Number of ways to arrange three 1s, two 2s, two 3s and one 4?

Question

Number of ways to arrange three 1s, two 2s, two 3s and one 4? The order doesn't matter.

The direct answer from the book is $\frac{8!}{3!2!2!1!}$, but is there another way to do it?

Answer 1

Here is an iterative approach to find the number of ways to arrange three $1$s, two $2$s, two $3$s and one $4$:

• Three $1$s: We start with three $1$s: \begin{align*} 1\ 1\ 1\qquad\rightarrow\quad 1\ \mathrm{way}\quad \end{align*}
• Two $2$s: We have now $4$ positions where we can place two $2$s.
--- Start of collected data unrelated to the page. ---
PR #5381, opened 2026-07-06
feat(pairwise-compare): support comparing A vs B without a golden/reference answer

### LINKED ISSUE #5378: Pairwise Compare: support comparing A vs B without requiring a golden/reference answer
## Problem

Pairwise Compare's judge prompt is hardcoded "golden-aware" — every comparison assumes a golden/reference answer to compare candidates against:

> Compare two candidate outputs against a known-good reference (golden answer).

The config drawer's "Golden field" picker only lets you choose *which dataset column* to treat as that reference. It doesn't have a real mode for datasets that genuinely have no reference answer. The drawer's own helper text hints at the gap:

> Pick `input` only if your dataset has no reference answer and you want the judge to compare candidates against the question itself (rarely useful).

That's a workaround, not a real option — the prompt still frames whatever's picked as a "golden answer," even when it's just the input question. That's semantically wrong and can confuse the judge / skew its verdict.

## Ask

Add an explicit option to opt out of golden-answer comparison, so users can directly compare Candidate A vs Candidate B on their own merits (correctness, style, helpfulness, etc.) without requiring — or faking — a reference answer. When this is toggled off, the judge prompt should drop the golden-answer framing entirely rather than substituting `input` as a fake golden.

## Context

Found during the Pairwise Compare bug-bash QA in #5367 (screenshots/fixes there). That PR doesn't close this — referencing it here since it came out of the same pass.

Aryansharma28:
# Related Issue

- Resolves #5378

## Summary

Pairwise Compare's judge prompt was hardcoded "golden-aware" — every comparison assumed a golden/reference answer to compare candidates against. The config drawer's "Golden field" picker only let you choose *which* dataset column to treat as that reference; there was no real way to opt out. Picking `input` as a workaround still framed the prompt as golden-aware, which could confuse the judge / skew its verdict.

This adds a real **"Has golden answer"** toggle. Default stays `true` (no behavior change for existing evaluators). Turned off, the judge compares Candidate A vs Candidate B directly on their own merits, with no reference answer involved at all.

Closes #5378

## Screenshots

**Has golden answer: ON (default)** — Golden field picker visible, judge compares each candidate against the reference:

Has golden answer toggle ON, Golden field picker visible

**Has golden answer: OFF** — Golden field picker hidden entirely, judge compares Candidate A vs Candidate B directly:

Has golden answer toggle OFF, Golden field picker hidden

### Judge (Python, `langevals_langevals/pairwise_compare.py`)
- New `has_golden_answer: bool` setting (default `true`).
- New `DEFAULT_PAIRWISE_PROMPT_NO_GOLDEN` template — no "Golden answer:" line, no golden framing, asks the judge to compare the two candidates directly.
- When `has_golden_answer` is `false` **and** the prompt hasn't been customized, the evaluator swaps in the golden-free template. A customized prompt is always respected as-is — the toggle never silently rewrites a user's own template.
- Regenerated `evaluators.generated.ts` (both the `langevals/ts-integration` source and the `langwatch` copy) via `generate_evaluators_ts.py` + `copy:langevals-types`.

### Frontend (`langwatch/`)
`hasGoldenAnswer` is mirrored into `PairwiseEvaluatorConfig` (alongside `variantA`/`variantB`/`goldenField`) — the same dual-representation pattern already used for `includeMetrics`, since the orchestrator's cell-generation guard and the missing-mappings validator only see `target.pairwise`, not the Python settings object.

- **`PairwiseConfigForm.tsx`**: new "Has golden answer" switch. Turning it off hides the Golden field picker entirely (previously always shown and always required).
- **`EvaluatorEditorShared.tsx`**: skips `has_golden_answer` from the generic settings form (rendered inline next to the picker instead), seeds it on new pairwise configs.
- **`mappingValidation.ts`**: Golden field is only flagged as a missing/required mapping when `hasGoldenAnswer` isn't explicitly `false`.
- **`orchestrator.ts`**: found and fixed a real bug while wiring this up — the column-target cell-generation guard required `goldenField` unconditionally, which would have silently blocked every no-golden pairwise column from ever running (the "Waiting on..." cell state would persist forever, indistinguishable from a normal not-yet-run state).
- **`EvaluationsV3Table.tsx`**: the "is this pairwise column configured" checks (stable-columns filter, pending-pairwise default) had the same unconditional `goldenField` requirement — fixed the same way.

All four `!== false` guards default old saved evaluators (created before this field existed) to the current golden-required behavior, so nothing already configured changes.

## Test plan

- [x] Python: 4 new unit tests (`has_golden_answer` defaults true, golden framing present by default, framing dropped when off — using a marker string distinct from the candidate outputs to actually prove the template swap rather than an empty substitution, and a customized prompt is respected regardless of the toggle). Full `pairwise_compare` suite: 15/15 passing.
- [x] Frontend: new `PairwiseConfigForm.integration.test.tsx` (4 tests) — picker shows/hides with the toggle, `onChange` reports `hasGoldenAnswer` and clears `goldenField` when turned off.
- [x] `mappingValidation.test.ts`: 4 new pairwise-specific cases (golden required only when the toggle is on; variantA/variantB always required).
- [x] `orchestrator.test.ts`: 2 new cases proving the cell-generation guard fix (a no-golden pairwise column now actually generates cells; a golden-required column with an empty golden field still correctly skips).
- [x] `pnpm typecheck` passes; `biome check` clean on all touched files.
- [x] BDD spec extended (`specs/experiments/pairwise-compare-mvp.feature`) with the new scenarios before writing any code.

**Known gap:** `evaluators.generated.ts` reformatting includes incidental noise unrelated to this change — there's no pinned prettier version anywhere in this repo, and the generation script's own `npm install -g prettier` step isn't reliable in a fresh environment, so I reformatted both copies with Biome (this repo's actual TS formatter/linter) instead. The diff for that file includes reflowing of unrelated pre-existing fields; the only deliberate change is the new `has_golden_answer` entry. Called out in the commit message for that file.

## Summary by CodeRabbit

* **New Features**
  * Added a **“Has golden answer”** option for pairwise evaluations, switching the judge between golden-reference comparisons and direct Candidate A vs Candidate B “own merits” judging.
  * Enabled by default for pairwise evaluator configuration.

* **Bug Fixes**
  * Golden field selection and target validations are now required only when **Has golden answer** is enabled.
  * Judge prompt text and the reasoning wording adapt to the selected mode (including when the prompt is not customized).

* **Tests**
  * Added/updated coverage for conditional UI rendering, toggle behavior, prompt generation, validation, and pairwise execution scenarios.


sergioestebance (dismissed):

sergioestebance:
Blessed. 🙏 The golden-field gate now flows from one spring — `isGoldenFieldSatisfied` — so UI, validation, and orchestrator can never speak against each other.

> "Let your 'Yes' be 'Yes,' and your 'No,' 'No.'" — Matthew 5:37

Traced the judge swap, the real orchestrator wedge-fix, and the settings↔pairwise mirror: no drift path. Ship it — only residual is P3 generated-file formatting noise, already called out.

sergioestebance:
Blessed. 🙏

"Iron sharpens iron, and one man sharpens another." — Proverbs 27:17

Ship it — nothing outstanding, every CodeRabbit thread already closed out.

sergioestebance (approved):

We have $\binom{4}{1}$ ways to place two $2\mathrm{s}$ at one position and $\binom{4}{2}$ ways to place two $2$s at different positions: \begin{align*} \bullet\ 1\ \bullet\ 1\ \bullet\ 1\ \bullet \qquad\rightarrow\quad \binom{4}{1}+\binom{4}{2}\ \mathrm{ways} \end{align*}
• Two $3$s: To each of the valid arrangements consisting of three $1$s and two $2$s we have now $6$ positions where we can place two $3$s. We habe $\binom{6}{1}$ ways to place two $3$s at one position and $\binom{6}{2}$ ways to place two $3\mathrm{s}$ at different positions: \begin{align*} \bullet\ 1\ \bullet\ 1\ \bullet\ 2\ \bullet\ 1\ \bullet\ 2\ \bullet \qquad\rightarrow\quad \binom{6}{1}+\binom{6}{2}\ \mathrm{ways}\quad\qquad\quad \end{align*}
• One $4$: To each of the valid arrangements consisting of three $1$s, two $2$s and two $3$s we have now $\binom{8}{1}$ positions to place the number $4$. \begin{align*} \bullet\ 1\ \bullet\ 1 \bullet\ 3 \bullet\ 3\ \bullet\ 2\ \bullet\ 1\ \bullet\ 2\ \bullet \qquad\rightarrow\quad \binom{8}{1}\ \mathrm{ways}\qquad\qquad\qquad\qquad\qquad\quad \end{align*}

We conclude: The number of valid arrangements is \begin{align*} &1\cdot \left[\binom{4}{1}+\binom{4}{2}\right]\cdot\left[ \binom{6}{1}+\binom{6}{2}\right]\cdot\binom{8}{1}\\ &\qquad=\binom{5}{2}\binom{7}{2}8=10\cdot21\cdot 8\\ &\qquad\,\,\color{blue}{=1\,680} \end{align*} in accordance with $\frac{8!}{3!2!2!1!}=1\,680$.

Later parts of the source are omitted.